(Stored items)
[Start of Attachment]

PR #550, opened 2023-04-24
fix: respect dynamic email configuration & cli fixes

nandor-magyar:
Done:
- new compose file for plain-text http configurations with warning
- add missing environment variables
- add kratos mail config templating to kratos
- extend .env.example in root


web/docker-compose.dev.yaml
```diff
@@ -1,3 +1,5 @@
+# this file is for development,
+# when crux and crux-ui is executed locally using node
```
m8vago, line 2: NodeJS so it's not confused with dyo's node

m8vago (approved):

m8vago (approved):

[End of Attachment]

Task requirements:
Find the lines in the data that include "with", then copy each of them.

Solution to this task:
- new compose file for plain-text http configurations with warning
m8vago, line 2: NodeJS so it's not confused with dyo's node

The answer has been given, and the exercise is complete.